How many clutch situations were those guys put in on that team? Ron Artest has hit some big shots this year, most necently a few games back when his 3pt play in the last seconds won the game. Mercer is sorry, as a starter anyways. But the rest never were given the oppurtunity. But at least they play defense and rebound. I would take Artest over Jalen straight up, much less if you throw in Miller. Those guys just never got to play meaningful games in Chicago. Peace out untiil tommorow.


----------



## DaBullz (Jul 15, 2002)

> Originally posted by <b>Mikedc</b>!
> DaBullz,
> 
> Respectfully, I think you're missing one big point when you say that the Brand, Miller, Rose lineup was routinely blown out. That point is that the year the three of them played together, Miller was in admittedly awful shape and the other two had only a year of experience under their belts.


I didn't make myself clear. The team got blown out with Brand. They got blown out with Miller. Etc. Sometimes you have to look at your team and say, "we can lose with (player X) or lose without him" and at least take the chance to improve...

And respectfully, I didn't realize that the three ever played together. I thought we traded Brand before we got Rose...

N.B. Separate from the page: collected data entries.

PR #2170, opened 2024-06-28
fix: missing "." export for the default theme in init package template

unekinn:


mimarz (approved):
Alrighty! 

We have changed the token builder since the version thats used here so this will be redundant in the future, but we'll fix this when we get that far and update the token template :D

Issue #2988, opened 2025-01-14
Support for only main colors in design-tokens


mimarz:
Not everyone needs main and support colors, so we should support for when at minimum a single color is defined.

- This will affect both, Figma and CLI.
- There might be some constraints in Figma with Figma Variables Collections.

PR #3035, opened 2025-01-21
fix(cli): :bug: Create & build tokens correctly if `support-color` is missing

### LINKED ISSUE #3003: Update cli to support missing secondary-color tokens

mimarz:
resolves #3003 
resolves [#2988](https://github.com/digdir/designsystemet/issues/2988)

### DIFF
--- a/.changeset/clever-files-fix.md
+++ b/.changeset/clever-files-fix.md
@@ -1,0 +1,5 @@
+---
+"@digdir/designsystemet": patch
+---
+
+Create & build tokens correctly if support-color is missing
--- a/apps/theme/components/TokenModal/TokenModal.tsx
+++ b/apps/theme/components/TokenModal/TokenModal.tsx
@@ -34,12 +34,16 @@ export const TokenModal = () => {
     return str;
   };
 
-  const cliSnippet = `npx @digdir/designsystemet@next tokens create \\
-   --${colorCliOptions.main} ${setCliColors(colors.main)} \\
-   --${colorCliOptions.neutral} "${colors.neutral[0]?.colors.light[8].hex}" \\
-   --${colorCliOptions.support} ${setCliColors(colors.support)} \\
-   --border-radius ${baseBorderRadius} \\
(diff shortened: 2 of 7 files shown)


Barsnes (approved):
Looks good for the CLI, I don't think this works in the figma plugin

mimarz:
> Looks good for the CLI, I don't think this works in the figma plugin

Ah, yeah. Don't think we prioritize that now for v1. But we'll deffo need to have a look at it after v1. I think we need to lay out a plan for features in the plugin.

mimarz:
When syncing with Figma via Token Studio it works fine! 

Users will still need to remove the `support-color` collection as this is bundled with the Figma community file.

image

unekinn (changes requested):
Looks good to me! However, I think the JSON Schema isn't updated?

mimarz:
> Looks good to me! However, I think the JSON Schema isn't updated?

Is it not? I updated the `configFileSchema` which the JSON Schema uses in the build script to generate the new. Its built into `dist` so nothing thats checked in.

unekinn:
> > Looks good to me! However, I think the JSON Schema isn't updated?
> 
> Is it not? I updated the `configFileSchema` which the JSON Schema uses in the build script to generate the new. Its built into `dist` so nothing thats checked in.

You're right, brain fart on my part. I for some reason thought it would show up in the diff, but since it's a build artifact -- obviously not 🙈

unekinn (approved):

unekinn (approved):

mimarz:
> > > Looks good to me! However, I think the JSON Schema isn't updated?
> > 
> > 
> > Is it not? I updated the `configFileSchema` which the JSON Schema uses in the build script to generate the new. Its built into `dist` so nothing thats checked in.
> 
> You're right, brain fart on my part. I for some reason thought it would show up in the diff, but since it's a build artifact -- obviously not 🙈

Aye, we should probably have it checked in at one point, probably when we get to have to version the schema 🤔

PR #3041, opened 2025-01-22
chore(cli): remove predefined accent variables

mimarz:
- Remove predefined variables added during build (`--ds-color-accent-*`) that mapped to `--ds-color-<first-main-color>`
  - The idea was that you could use these props to style thing in your "accent" color that would not be affected by `data-color`. This is superflous as they can just use the named color variables for their color.
  - This also reduces complexity and confusion on how to use the color CSS variables. Can always be added later.
- Removed `Figma/components` from `tokens create` template as this was missed when the tokens were deprecated


Barsnes (approved):

unekinn:
Nice! The code that has now been removed was to set some sort of default-color that would not inherit data-color from the outer scope, but since that has been simplified this is no longer necessary 🎉

Issue #3034, opened 2025-01-21
data-size has no type safety, and doesn't generate an options dropdown in Storybook


unekinn:
### Description of the bug

Due to inclusion of the `string | {}` type in the `data-size` type definition, the following issues arise:
- Using an invalid size doesn't cause a compile-time error
- Storybook doesn't generate an options dropdown, and it is thus hard to discover which choices are valid for a given component

### Steps To Reproduce

- Go to the Chip component in Storybook
- In the args table, see that data-size doesn't actually document which sizes can be used, nor does it show a dropdown for changing the size

Issue #3033, opened 2025-01-21
data-color has no type safety, and doesn't generate an options dropdown in Storybook


unekinn:
### Description of the bug

Due to inclusion of the `string | {}` type in the `data-color` type definition, the following issues arise:
- Using an invalid color name doesn't cause a compile-time error
- Storybook doesn't generate an options dropdown, and it is thus hard to discover which choices are valid for a given component

### Steps To Reproduce

- Go to the Chip component in Storybook
- In the args table, see that `data-color` doesn't actually document which colors can be used, nor does it show a dropdown for changing the color

PR #3042, opened 2025-01-22
fix: restore type safety and options dropdown for data-size & data-color

### LINKED ISSUE #2943: Only have types for `data-color` and `data-size` when designsystemet type is added to users tsconfig
Suggestion for improvement.

Currently if you have not added `color.d.ts` or `react-types.d.ts`, usage of `data-color` and `data-size` is quite inconsistent and confusing.

Depending on where you are using the data-attributes you get different types.

Confusing aspects
~~- Used on plain elements (`div`, `span`), you can not use any string, which you can on other data attributes.~~
- Used on one of our components, you get just half of the types (severity colors). This makes it look like these are all the available types, when in fact there is more.

Suggestions
```[tasklist]
### Tasks
- [x] `data-color` and `data-size` should always accept string (as native experience)
- [x] `data-color`, `data-size`, `data-color-scheme` and `data-typography` should only have typing when our type declaration is added to your typeconfig
```

unekinn:
Closes: #3033
Closes: #3034
Relates to: #2943 (closes data-color & data-size part)

closes #2943

### DIFF
--- a/packages/css/CODE_CONVENTION.md
+++ b/packages/css/CODE_CONVENTION.md
@@ -1,0 +1,31 @@
+# CSS Code Convention
+
+## Naming and classes
+- To the best of our abilities, use only one class
+- Use DOM structure and attributes to target other elements
+- Use `ds-` prefix for all classes
+- Use kebab-case for class names
+
+## CSS Properties
+- Use `var(--ds-color-X)` where we want `data-color` to cascade
+- Only use `background` not `background-color`
+- Avoid using shorthands (`font:`, `border:`)
+- Avoid `position: relative` and change of display unless necessary
+- Avoid set sizes, such as `100px`, use `var(--ds-size-X)` or `var(--ds-font-size-X)` instead
+  - If our custom properties don't work, try to use `em`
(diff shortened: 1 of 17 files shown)


mimarz:
after huddle with @unekinn 

- include type-fest util.
- move size to a different issue for later implementation if needed.

.changeset/poor-tools-brush.md
```diff
@@ -0,0 +1,5 @@
+---
+"@digdir/designsystemet-react": major
```
mimarz, line 2:
```suggestion
"@digdir/designsystemet-react": minor
```

major would bump us out of prerelease and up to 1.0.0 😅

unekinn: I marked it as major since it's a breaking change — I thought the release system was smart enough to not bump the major version as long as we're in a prerelease stage (the same way it only increments the prerelease number instead of incrementing the minor or patch version segment). But I can change it to minor if that's what you want :)

mimarz (approved):
Nice! Seems to work as intended now.

When removing our types from types in tsconfig, it defaults now to accepting only strings on `data-color` 👍

Barsnes (approved):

> The second year Brand was gone, but he looked slimmer and better on D while putting up the same numbers on a batter team he put up with us. In short he was better.


I was shocked that Brand was traded, when it happened. I still think it was a foolish move. I watched him score 12 of the team's first 16 points against Sacto a couple of days ago, and he had like 10 rebounds in the 1st quarter.

How you can trade a guaranteed 20/10 for an unknown is something I haven't truly figured out yet.

However, I understand the logic of trying to have a team that is overall, and individually, better than what we gave up. Like I said, it's hard to give a grade on this score, because we can't really compare this year's players with 3rd and 4th year vets we traded away last year (or earlier).

Here come the IFs... ;-)

IF Chandler develops into the player we hope he does, we may forget about how bad the Brand trade currently looks. 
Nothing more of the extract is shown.